Promuovere la Sicilia del vino: digital marketing e casi di successo

Promuovere la Sicilia del vino: digital marketing e casi di successo

Le più innovative tecniche di marketing e comunicazione al servizio dell’enogastronomia: quali sono le aziende vinicole siciliane che meglio hanno saputo interpretare il repentino cambiamento, evolvendo le loro strategie di promozione per stare al passo coi tempi, amalgamando l’universo reale con quello digitale?


La Sicilia, oltre a essere una terra meravigliosa (inutile a dirsi), è anche una regione in cui si mangia e si beve da dio, al punto da essere stata eletta dal rapporto sul turismo enogastronomico italiano, risultato dello studio condotto dall’Università degli studi di Bergamo e dalla World Food Travel Association, la seconda meta enogastronomica preferita dai turisti, battuta solo dalla Toscana.

Secondo le ricerche svolte nell’ambito di tale studio, il turista interessato a compiere un viaggio enogastronomico in Sicilia è attratto dal cibo locale, dai mercati e dal food truck (i camioncini che vendono cibo di strada, per intenderci), per immergersi quanto più nella cultura culinaria del territorio. Ma, prima che ciò avvenga, il turista interessato a tale esperienza muove i primi passi sul web.

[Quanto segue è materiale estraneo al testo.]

PR #591, opened 2023-07-25
Add placeholder fill feature

someaddons:
- Adds a new feature to the scan tool, which automatically fills the top area of a schematic with placeholders to have the schematic integrated much better into the environment. E.g. it won't cut out huge rectangles when placed into a mountainside
- Allows players with a scan tool to pass through light placeholder blocks
- Made light placeholders semi transparent

Review please


uecasm:
Screenshot?

I'm not sure how useful a placeholder fill actually is.  Typically in level 1 you don't want to use placeholders, and in higher levels you need to carefully set specific blocks to air even when you want the majority to be placeholders.

Being able to pass through placeholders would be nice though.  Currently I use a two-step replace, where I swap the air to a unique block and then swap placeholders to air, then do the edits and then reverse this.  Occasionally this messes up other blocks (like converting grass/paths to dirt, or changing fence attachments) though.

src/main/java/com/ldtteam/structurize/blocks/schematic/BlockSubstitution.java
```diff
@@ -40,4 +42,15 @@ public VoxelShape getShape(final BlockState state, final BlockGetter worldIn, fi
     {
         return Shapes.box(.125D, .125D, .125D, .875D, .875D, .875D);
     }
+
+    @Override
+    public VoxelShape getCollisionShape(BlockState state, BlockGetter blockGetter, BlockPos blockPos, CollisionContext context) {
+        // Allow players to move through placeholders with a scantool in hand
+        if (context.isHoldingItem(ModItems.scanTool.get()))
```
uecasm: This only checks the item in the active hand; it might be nicer to check the offhand slot too (or even better, the whole hotbar).  Otherwise builders will keep getting stuck in the middle of placeholders when placing other blocks and have to keep swapping back.

someaddons: I kinda wanted to have it easily swappable, but offhand is a good idea, since it allows for both

someaddons:
image
image
Like for sure it is not perfect, thats also not the intention, but it'll make it easier to properly surrouned esp the air corners with placeholders to avoid buidings taking huge rectangle chunks out of the terrain

someaddons:
image

uecasm:
You might also want to write some usage docs for the changelog/wiki into the description.  I don't really see how the numbers in the first screenshot would produce the result in the second.

someaddons:
Usage doc is in tooltips on all the elements added to explain those

src/main/java/com/ldtteam/structurize/blocks/schematic/BlockSubstitution.java
```diff
@@ -40,4 +44,18 @@ public VoxelShape getShape(final BlockState state, final BlockGetter worldIn, fi
     {
         return Shapes.box(.125D, .125D, .125D, .875D, .875D, .875D);
     }
+
+    @Override
+    public VoxelShape getCollisionShape(BlockState state, BlockGetter blockGetter, BlockPos blockPos, CollisionContext context) {
+        // Allow players to move through placeholders with a scantool in hand
+        if (context instanceof EntityCollisionContext && ((EntityCollisionContext) context).getEntity() instanceof Player player)
```
Nightenom: Pattern instanceof

Nightenom (dismissed):

src/main/java/com/ldtteam/structurize/blueprints/v1/Blueprint.java
```diff
@@ -948,7 +953,15 @@ public boolean equals(final Object obj)
...
-        return Objects.equals(name, other.name) && palleteSize == other.palleteSize && getVolume() == other.getVolume() && Objects.equals(filePath, other.filePath);
+        return Objects.equals(name, other.name)
+                 && Objects.equals(fileName, other.fileName)
+                 && Objects.equals(filePath, other.filePath)
+                 && Objects.equals(packName, other.packName)
+                 && Objects.equals(rotation, other.rotation)
+                 && Objects.equals(mirror, other.mirror)
+                 && palleteSize == other.palleteSize
+                 && getVolume() == other.getVolume()
+                 && Objects.equals(renderSource, other.renderSource);
```
Nightenom: What is render source, this hash/equality controls render cache iirc, so it should ideally not create multiple buffers for same data

Edit: more like why is this method changed, what is the issue

someaddons: render source is the display position

Raycoms: Oh yeah, dont include the position then in here. We want to maximize caching.

Raycoms: I didnt add it intentionally

someaddons: There was a report on discord, about client lag caused by constant re-initialization of the renderer for a blueprint(saw it on a spark profiling they made). Couldnt reproduce it myself with just minecolonies, but since the hashcode was relatively weak it may have been possible that two different blueprints were fighting over the same renderer (was multiple ppl previewing things in an area, some existing building previews around aswell).

Since its kinda random, not easily reproducible I suspect the weak hashcode being the case, where I can see some rare cornercase of two blueprints producing the same hashcode, which is why I made it more robust/include more info

Raycoms: But equal hashcode will just display the same thing, even though its not the same thing. It shouldnt constantly switch, right?

Raycoms: (One of the players will see the wrong blueprint)

someaddons: they're calling update on each draw, after retriving the renderer via hashcode, so its possible that two handlers with different blueprints but matching hashcodes constantly re-inject themselves into the same renderer

src/main/java/com/ldtteam/structurize/client/BlueprintHandler.java
```diff
@@ -71,7 +71,6 @@ public void draw(final BlueprintPreviewData previewData, final BlockPos pos, fin
             rendererCache.put(blueprintHash, renderer);
         }
 
-        renderer.updateBlueprint(previewData);
```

Cerca i prodotti IGP, studia gli itinerari enogastronomici e le strade del vino, prenota on-line visite in cantina guidate e degustazioni. Inutile dire che, a questo punto, risulta di fondamentale importanza per tali strutture essere quanto più presenti sul web per raccogliere una fetta sempre più consistente di utenti.

Come viene veicolato l’argomento sul web? Come sappiamo, esistono diversi canali, primo fra tutti il sito internet, seguito da tripadvisor e dai social media in generale. A tal proposito, approfondisco meglio l’argomento qui.

Dando un’occhiata sul immenso mondo del web, però, mi sono accorta che esistono, tra le decine di cantine sparse in tutta la Sicilia, quattro aziende vinicole che meglio hanno saputo sviluppare una strategia di marketing applicata sia all’universo digitale che a quello reale, amalgamando tali settori e creando una sorta di interdipendenza tra le parti, che rappresenta proprio quello che il turista di oggi cerca.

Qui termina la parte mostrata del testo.